• _Supplied data_:

PR #74, opened 2020-03-11
Fix wrong header handling in ble passive scanning example

TobiasSchaffner:
* Only read the first 4 bits instead of the first byte to get the PDU type.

• _What you should do_: Nothing but the full listing, copied exactly, belongs in the answer.

• _Worked solution_:
PR #74, opened 2020-03-11
Fix wrong header handling in ble passive scanning example

TobiasSchaffner:
* Only read the first 4 bits instead of the first byte to get the PDU type.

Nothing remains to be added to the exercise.